> [Task brief]
How many lines in the records below contain the word "contract"? Give only the number.

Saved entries
▼▼▼

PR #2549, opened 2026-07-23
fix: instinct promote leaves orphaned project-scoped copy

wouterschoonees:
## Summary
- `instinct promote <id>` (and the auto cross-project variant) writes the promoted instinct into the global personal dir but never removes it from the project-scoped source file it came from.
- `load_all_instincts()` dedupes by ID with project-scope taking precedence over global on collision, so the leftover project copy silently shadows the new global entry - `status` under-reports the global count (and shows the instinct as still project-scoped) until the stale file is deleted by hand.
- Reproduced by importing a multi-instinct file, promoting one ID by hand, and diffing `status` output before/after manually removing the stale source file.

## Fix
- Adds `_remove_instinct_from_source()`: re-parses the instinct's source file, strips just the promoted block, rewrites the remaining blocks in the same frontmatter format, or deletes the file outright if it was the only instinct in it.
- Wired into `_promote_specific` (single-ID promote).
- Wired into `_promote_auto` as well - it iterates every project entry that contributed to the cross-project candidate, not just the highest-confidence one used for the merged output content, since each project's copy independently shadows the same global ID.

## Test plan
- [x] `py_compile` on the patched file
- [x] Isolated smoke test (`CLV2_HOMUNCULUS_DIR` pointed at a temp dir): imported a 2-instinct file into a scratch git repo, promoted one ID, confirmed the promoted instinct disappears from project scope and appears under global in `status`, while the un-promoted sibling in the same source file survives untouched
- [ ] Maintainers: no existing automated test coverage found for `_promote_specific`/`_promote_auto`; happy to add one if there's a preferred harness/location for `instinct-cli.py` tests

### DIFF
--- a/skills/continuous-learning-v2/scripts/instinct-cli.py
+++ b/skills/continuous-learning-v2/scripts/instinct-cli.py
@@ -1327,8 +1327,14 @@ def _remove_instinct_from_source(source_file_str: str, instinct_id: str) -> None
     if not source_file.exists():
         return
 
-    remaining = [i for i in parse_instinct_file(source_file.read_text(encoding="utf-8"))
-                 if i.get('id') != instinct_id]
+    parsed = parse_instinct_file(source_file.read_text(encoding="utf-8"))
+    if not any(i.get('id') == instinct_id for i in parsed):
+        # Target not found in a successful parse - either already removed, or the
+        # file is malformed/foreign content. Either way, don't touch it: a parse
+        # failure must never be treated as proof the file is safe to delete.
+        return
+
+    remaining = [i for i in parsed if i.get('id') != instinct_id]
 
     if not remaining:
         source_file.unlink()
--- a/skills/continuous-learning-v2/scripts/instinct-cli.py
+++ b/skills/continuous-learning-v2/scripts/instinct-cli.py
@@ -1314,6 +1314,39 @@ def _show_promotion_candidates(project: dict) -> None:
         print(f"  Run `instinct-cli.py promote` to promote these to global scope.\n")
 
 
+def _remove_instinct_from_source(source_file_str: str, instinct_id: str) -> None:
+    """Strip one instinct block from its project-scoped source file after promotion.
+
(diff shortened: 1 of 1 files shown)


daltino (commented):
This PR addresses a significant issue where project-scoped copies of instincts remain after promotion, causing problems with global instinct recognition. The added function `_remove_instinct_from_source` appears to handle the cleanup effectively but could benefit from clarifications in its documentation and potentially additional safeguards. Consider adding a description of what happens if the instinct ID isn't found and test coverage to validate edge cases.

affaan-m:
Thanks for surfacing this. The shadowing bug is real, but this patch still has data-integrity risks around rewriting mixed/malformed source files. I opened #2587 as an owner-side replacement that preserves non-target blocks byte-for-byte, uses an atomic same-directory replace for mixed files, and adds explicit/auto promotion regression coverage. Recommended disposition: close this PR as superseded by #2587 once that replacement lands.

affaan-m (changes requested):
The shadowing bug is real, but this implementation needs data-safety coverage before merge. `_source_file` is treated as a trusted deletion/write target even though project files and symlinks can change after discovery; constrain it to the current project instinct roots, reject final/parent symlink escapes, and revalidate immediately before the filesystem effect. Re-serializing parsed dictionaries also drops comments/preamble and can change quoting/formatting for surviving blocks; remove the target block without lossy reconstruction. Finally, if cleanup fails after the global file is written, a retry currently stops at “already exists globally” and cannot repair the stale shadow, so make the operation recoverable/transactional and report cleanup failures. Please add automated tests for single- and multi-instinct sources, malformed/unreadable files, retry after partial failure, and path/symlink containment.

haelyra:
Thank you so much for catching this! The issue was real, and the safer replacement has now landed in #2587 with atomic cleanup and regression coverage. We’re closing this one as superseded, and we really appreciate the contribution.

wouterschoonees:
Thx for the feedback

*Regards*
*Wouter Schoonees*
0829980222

▲▲▲
▼▼▼

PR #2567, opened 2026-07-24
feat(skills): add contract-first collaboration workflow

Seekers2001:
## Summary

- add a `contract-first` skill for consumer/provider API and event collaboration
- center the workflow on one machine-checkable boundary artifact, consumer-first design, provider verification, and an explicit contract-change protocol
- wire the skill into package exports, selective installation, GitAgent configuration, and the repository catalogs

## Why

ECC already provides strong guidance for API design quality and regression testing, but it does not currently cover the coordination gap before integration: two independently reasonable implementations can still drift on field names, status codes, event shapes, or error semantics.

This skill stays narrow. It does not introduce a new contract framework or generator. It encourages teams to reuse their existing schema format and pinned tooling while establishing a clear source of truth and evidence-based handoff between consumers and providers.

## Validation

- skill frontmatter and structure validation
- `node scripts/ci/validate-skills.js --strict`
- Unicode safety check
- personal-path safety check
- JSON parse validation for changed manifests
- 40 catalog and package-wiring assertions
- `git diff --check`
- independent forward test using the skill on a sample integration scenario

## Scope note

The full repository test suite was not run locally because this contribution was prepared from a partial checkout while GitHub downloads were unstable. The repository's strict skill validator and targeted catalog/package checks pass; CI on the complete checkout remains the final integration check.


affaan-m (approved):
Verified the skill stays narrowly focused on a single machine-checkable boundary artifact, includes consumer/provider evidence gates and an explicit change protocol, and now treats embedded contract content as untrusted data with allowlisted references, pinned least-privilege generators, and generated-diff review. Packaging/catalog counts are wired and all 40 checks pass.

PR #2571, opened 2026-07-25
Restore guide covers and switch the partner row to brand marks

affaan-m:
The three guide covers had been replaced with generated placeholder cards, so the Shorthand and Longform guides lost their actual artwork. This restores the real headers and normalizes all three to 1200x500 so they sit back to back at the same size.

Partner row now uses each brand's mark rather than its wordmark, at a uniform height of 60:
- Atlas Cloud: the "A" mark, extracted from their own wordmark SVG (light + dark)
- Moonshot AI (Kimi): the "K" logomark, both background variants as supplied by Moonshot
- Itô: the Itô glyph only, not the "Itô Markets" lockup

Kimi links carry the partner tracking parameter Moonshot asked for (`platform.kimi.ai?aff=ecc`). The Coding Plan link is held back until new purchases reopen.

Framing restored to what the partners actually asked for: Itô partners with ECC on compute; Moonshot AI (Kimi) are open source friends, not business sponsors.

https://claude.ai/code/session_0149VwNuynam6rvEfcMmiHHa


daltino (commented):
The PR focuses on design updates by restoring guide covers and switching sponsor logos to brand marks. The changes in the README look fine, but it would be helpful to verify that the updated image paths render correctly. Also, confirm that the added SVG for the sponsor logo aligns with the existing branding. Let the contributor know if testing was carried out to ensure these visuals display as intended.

▲▲▲

> [Problem solution]
5